Compiler flags like `-O3 -march=native` align loops, unroll, vectorise, and prefetch to exploit these caches.

Main Memory – DRAM, Rows and Banks

Dynamic RAM stores bits as charge in capacitors that must be refreshed (~64 ms). It is organised into channels → DIMMs → ranks → banks → rows → columns. Parallelism across banks hides activate/precharge delays.

💡 Row buffer hits are the DRAM analogue of a cache hit.

Virtual Memory and the Page Table

Every process uses a flat 64-bit address space, translated by hardware page table walkers into physical frames.

  • Typical page = 4 KiB; huge pages = 2 MiB or 1 GiB
  • TLB (Translation Look-aside Buffer) caches recent mappings – a miss costs ≳ 30 cycles even before DRAM latency.

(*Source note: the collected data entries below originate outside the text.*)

Issue #3589, opened 2023-05-04
SSH forwarding in okteto build


guydomb:
**Is your feature request related to a problem? Please describe.**
Our use case for building Docker images requires that we forward SSH agent into the build context. This is used during build time to resolve project dependencies from private Git repositories. This option is supported by Docker BuildKit and used like so:
```docker build --ssh default -t local/service1:1 -f Dockerfile .```

assuming our Dockerfile makes use of the SSH agent being available in the context of the RUN command:
```RUN --mount=type=ssh do-something-with-ssh```

This approach doesn't work for us with `okteto build` as SSH forwarding isn't supported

`mmap`, `malloc`, stacks and shared libraries are simply differently-protected regions in that same virtual space.

Stack vs Heap – Two Growth Patterns

Property Stack Heap
Lifespan Automatic (scope-bound) Manual / GC
Growth direction Down in x86-64 Up (allocator-dependent)
Allocation cost 1 instruction (`sub rsp`) `malloc` – usually `O(1)` average, but slower
Typical use-case Local variables, return PCs Dynamic data structures

Anatomy of a Function Call

The stack pointer moves just once per call entry/exit. High-performance code keeps frames shallow to stay inside L1.

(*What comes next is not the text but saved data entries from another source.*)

PR #3756, opened 2023-06-28
place exec command in foreground when hybrid mode

AdrianPedriza:
## Context
when a command that requires interaction is executed on a dev environment in hybrid mode, the user does not get interaction with the command.

Captura de Pantalla 2023-06-28 a las 13 01 31

# Proposed changes
- place exec command in foreground
Captura de Pantalla 2023-06-28 a las 13 05 04

### DIFF
--- a/cmd/exec.go
+++ b/cmd/exec.go
@@ -227,6 +227,8 @@ func executeExec(ctx context.Context, dev *model.Dev, args []string) error {
 				return err
 			}
 
+			cmd.SysProcAttr.Foreground = true
+
 			return executor.RunCommand(cmd)
 		}
 


andreafalzetti:
I suggest to chat with @teresaromero because it was a recent change which apparently was causing some issues.. check out this chat: https://github.com/okteto/okteto/pull/3749#discussion_r1241809693

AdrianPedriza:
> I suggest to chat with @teresaromero because it was a recent change which apparently was causing some issues.. check out this chat: [#3749 (comment)](https://github.com/okteto/okteto/pull/3749#discussion_r1241809693)

thanks Andrea! I will take a look if I face same problem discussed on the thread

jLopezbarb:
> > I suggest to chat with @teresaromero because it was a recent change which apparently was causing some issues.. check out this chat: [#3749 (comment)](https://github.com/okteto/okteto/pull/3749#discussion_r1241809693)
> 
> thanks Andrea! I will take a look if I face same problem discussed on the thread

The problem is the implementation of sysproc is different from [windows](https://cs.opensource.google/go/go/+/master:src/syscall/exec_windows.go;l=243)  and [darwin](https://cs.opensource.google/go/go/+/master:src/syscall/exec_libc2.go;l=15), so we must differentiate between both adding a [build tag](https://pkg.go.dev/go/build#hdr-Build_Constraints) to have both versions running.

Since this will be shared between all commands on exec and up. How do you see creating a package where its specified how to run the commands in each OS?

AdrianPedriza:
> > > I suggest to chat with @teresaromero because it was a recent change which apparently was causing some issues.. check out this chat: [#3749 (comment)](https://github.com/okteto/okteto/pull/3749#discussion_r1241809693)
> > 
> > 
> > thanks Andrea! I will take a look if I face same problem discussed on the thread
>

CPU vs GPU Memory — Different Beasts

Where CPUs favour latency, GPUs are built for throughput.

Aspect CPU GPU
Core count 8 – 64 “fat” cores Hundreds–thousands of “thin” cores
L1/L2 size per SM 32–64 KiB (data) 64–128 KiB split shared mem / cache
Global memory DDR4/5, ~50–100 GB/s GDDR6/HBM ≈ 0.5–1 TB/s
Access granularity 64-byte lines 32-byte warps; coalescing crucial
Cache coherence Hardware-coherent within socket Often manual (CUDA `__syncthreads`, barriers)
Host interaction Unified virtual mem (recent) PCIe/ NVLink latency, explicit copies still common

Key GPU concepts

Warp divergence – Threads in a warp that take different branches stall others. Shared memory – Programmer-managed scratchpad; think “user-controlled L1”. Memory coalescing – Adjacent threads should access adjacent addresses.